Таково вкратце наше политическое положение. Есть еще одна знаменательная черта, ускользающая от внимания как отечественных, так и зарубежных наблюдателей. Это лежащая в основе всего теория, которая гласит, что суверенитет, выше которого нет апелляции, принадлежит народу. Это весьма расплывчатая, неопределенная и поистине беспомощная вещь. Старая пословица гласит, что дело, которое касается каждого, не является ничьим делом. Мы до такой степени размножили выборы, что они идут практически непрерывно. Это формирует партийную организацию, которой и поручается дело, а та, в свою очередь, порождает класс профессиональных политиков, чьим единственным делом в жизни является политика. Человеческая природа берет свое, и они стремятся сделать свое ремесло прибыльным. Вот тут-то и замешаны деньги; и мы видели, как правительство превратилось из простой политической структуры в коммерческую машину, где всем заправляют деньги. Налоги на содержание правительства стали колоссальными, но они составляют лишь малую толю по сравнению с косвенными поборами, основанными на предлоге поощрения отечественной промышленности, которые выбирают столь нерентабельные инвестиции и облагают налогом все население не только ради их поддержки, но и ради их обогащения. Сумма, собираемая таким образом в пользу меньшинства, огромна. Ее хватило бы на содержание регулярных армий всей Европы.
Тщетно было бы искать в Конституции — ни в букве, ни в духе — хоть какое-то обоснование для подобного злоупотребления.
Эта абсурдная система правления могла бы работать в небольшой компактной общине, где все граждане знают друг друга, должностей немного, а интересы одинаковы. Но когда шестьдесят с лишним миллионов рассеяны по континенту, простирающемуся от Атлантики до Тихого океана и от Великих озер до Мексиканского залива, и когда эти миллионы обособлены друг от друга в сельскохозяйственных занятиях, практическое осуществление такой системы невозможно.
В этом и заключается философия американской политики, которую профессор Брайс оказывается не в силах постичь. Свой первый том он посвящает рассмотрению политического устройства в том виде, в каком оно было дано нам его создателями, словно бы таковое пребывает у власти и в повседневной практике. Он не замечает, что оно кануло в Лету как конституционное правительство. Вместо него у нас правительство корпораций, при котором политическая машина выступает в роли придатка и подспорья.
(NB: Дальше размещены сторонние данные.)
PR #565, opened 2021-03-30
Remove support of AoS layout

### LINKED ISSUE #563: Remove support for AoS layout from NMODL
NMODL currently has support for AoS layout. This was added for compatibility and testing with MOD2C and CoreNEURON.
I think we should remove AoS support due to following reasons:

* In practice, we never use AoS layout for CPU vectorisation or GPUs
* This part remains untested because of the same reason
* The code generation code could become simple and streamlined

But what if we need this for NEURON or some other purpose?

* The changes are only at the final level i.e. code generation stage 
* NEURON will have different code generation printing class. So there we could easily add AoS related logic

What needs to be done as part of this Issue?

* Remove CLI option in nmodl for layout 
* Remove all logic in src/codegen where we we are using `LayoutType::aos`. Simplify code assuming `LayoutType::soma` is default.

alkino:
Consider that we always use SoA.

NMODL currently has support for AoS layout. This was added for compatibility and testing with MOD2C and CoreNEURON.
We remove AoS support due to following reasons:

    In practice, we never use AoS layout for CPU vectorisation or GPUs
    This part remains untested because of the same reason
    Simplify the code

What have been done:
    Remove CLI option in nmodl for layout
    Remove all logic in src/codegen where we we are using LayoutType::aos.

Fix #563

### DIFF
--- a/src/nmodl/main.cpp
+++ b/src/nmodl/main.cpp
@@ -152,9 +152,6 @@ int main(int argc, const char* argv[]) {
     /// true if symbol table should be printed
     bool show_symtab(false);
 
-    /// memory layout for code generation
-    std::string layout("soa");
-
     /// floating point data type
     std::string data_type("double");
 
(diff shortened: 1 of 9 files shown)


src/nmodl/main.cpp
```diff
@@ -247,14 +244,6 @@ int main(int argc, const char* argv[]) {
...
 
     auto codegen_opt = app.add_subcommand("codegen", "Code generation options")->ignore_case();
-    codegen_opt->add_option("--layout",
-        layout,
-        "Memory layout for code generation",
-        true)->ignore_case()->check(CLI::IsMember({"aos", "soa"}));
-    codegen_opt->add_option("--datatype",
-        layout,
-        "Data type for floating point variables",
-        true)->ignore_case()->check(CLI::IsMember({"float", "double"}));
```
alkino, line 257: What do you think of it?

pramodk: do you mean removing data type option as well?

alkino: Yes, because the output of the option is ... `layout`, copy/paste error, so I guess that no one use it? ^^

pramodk: @alkino : its true but data type will be needed for sure in the near future. So I will keep it for now.

pramodk (approved):
LGTM


@alkino : One separate todo on coreneuron side: if nmodl is enabled and is AoS layout is asked then we should give error from CMake.

PR #566, opened 2021-04-01
Move main.cpp at the root of src

alkino:
For an easier understanding of sources put main.cpp at the root of src and create there a CMakeLists.txt delegate to build all the sources.


alkino:
Please retest

pramodk (approved):
LGTM

PR #567, opened 2021-04-05
Loop epilogue fix for LLVM visitor helper

georgemitenkov:
LLVM IR code generation relies on unique SSA value names
within function blocks. In order to improve readability, certain
variable names are preserved. This poses a problem when two
for loops declare local variables with the same name.

This PR introduces basic renaming to LLVM helper visitor. All
loop epilogue local variable declarations are prefixed with
`__epilogue__` to avoid symbolic conflicts.

Also, this PR fixes the following issues:
- Loop epilogue is NOT generated for the scalar case anymore

- Vector width within LLVM visitor is adjusted to reflect the scalar
case

- Vectorised loop trip count is now set to
`node_count - vector_width + 1` to prevent accesses out of bounds

The tests for the `nrn_state` to loop transformation have been
refactored and a test for scalar case has been added.

### DIFF
--- a/src/codegen/llvm/codegen_llvm_helper_visitor.cpp
+++ b/src/codegen/llvm/codegen_llvm_helper_visitor.cpp
@@ -26,7 +26,7 @@ const std::string CodegenLLVMHelperVisitor::NODECOUNT_VAR = "node_count";
 const std::string CodegenLLVMHelperVisitor::VOLTAGE_VAR = "voltage";
 const std::string CodegenLLVMHelperVisitor::NODE_INDEX_VAR = "node_index";
 
-static constexpr const char epilogue_variable_prefix[] = "__epilogue__";
+static constexpr const char epilogue_variable_prefix[] = "epilogue_";
 
 /// Create asr::Varname node with given a given variable name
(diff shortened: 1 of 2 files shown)


src/codegen/llvm/codegen_llvm_helper_visitor.cpp
```diff
@@ -611,17 +642,30 @@ void CodegenLLVMHelperVisitor::visit_nrn_state_block(ast::NrnStateBlock& node) {
...
+        // \todo: Change RenameVisitor to take a vector of names to which it would append a single
+        // prefix.
+        for (const auto& name: int_variables) {
+            visitor::RenameVisitor v(name, epilogue_variable_prefix + name);
+            loop_statements->accept(v);
+        }
+        for (const auto& name: double_variables) {
+            visitor::RenameVisitor v(name, epilogue_variable_prefix + name);
+            loop_statements->accept(v);
+        }
```
pramodk, line 673: @georgemitenkov : could you remind myself why we need to rename variables? I think mentioned it but I vaguely remember - variables need to have unique names across different basic blocks?

pramodk (approved):
I did very minor nitpicks. LGTM.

Чтобы понять это, мы должны помнить, что правительство — это та действенная организация, которая непосредственно влияет на права граждан на жизнь, свободу, а также на использование результатов своего труда и их блага, именуемые некоторыми собственностью, а Декларацией независимости — «стремлением к счастью». То, каким образом корпорации узурпировали эту власть, учат нас несколько статистических фактов. У нас есть, например, сто шестьдесят тысяч миль действующих железных дорог. Они опутывают паутиной всю страну и обладают практически монопольным правом на распределение всей нашей продукции. Этот колоссальный инструмент, наделенный суверенитетом через франшизу, вторгается в бизнес и досуг каждого человека. Он находится под контролем и фактическим владением менее чем шестидесяти семей.
У нас есть телеграф, который наука преподнесла нам как почтовое отделение бедняка, состоящее, как оно и есть, из столба, проволоки, батареи и мальчишки, но превращенный в роскошь для богачей благодаря монополии, которая отдает его в руки одного человека.
Все, что человек ест, во что одевается и под чем находит укрытие, в результате этого же процесса корпоративной монополии дорожает в цене ради выгоды немногих привилегированных людей, которые стремительно превращаются в миллионеров, в то время как народ массы страдает.
Таково наше правительство.
Наши читатели не должны обвинять нас в преувеличении. У нас есть неоспоримая статистика относительно существования этой власти, и у нас есть авторитетные источники для обвинения в деспотичном использовании этой власти. Говоря о железнодорожных корпорациях, господа Конклинг, Шерман и Уиндом заявили много лет назад в своем знаменитом докладе Сенату: «Они [железнодорожные компании] могут по своему усмотрению облагать нашу продукцию такими налогами, какие Конгресс никогда не смел даже пытаться ввести». Но фискальный орган, заключающийся в праве вводить налоги, есть высший атрибут суверенитета. Из-за узурпации в британском парламенте, совершенной при попытке обложить налогами американские колонии без их согласия, у нас разразилась Война за независимость. Наши отцы семь лет маршировали босиком, без палаток и в лохмотьях под ружьями, чтобы отстоять принцип, который мы сдаем корпорациям. «Они возвышаются над любым контролем и сами для себя закон», — говорил президент Гарфилд. «Они грабят производителей с одной стороны и акционеров с другой, — восклицал покойный Джеремайя С. Блэк, — и восседают на наших торговых путях подобно баронам-разбойникам на реках Европы. Они назначают членов Палаты, покупают места в Сенате, выбирают для нас кандидатов в президенты и владеют нашими судами».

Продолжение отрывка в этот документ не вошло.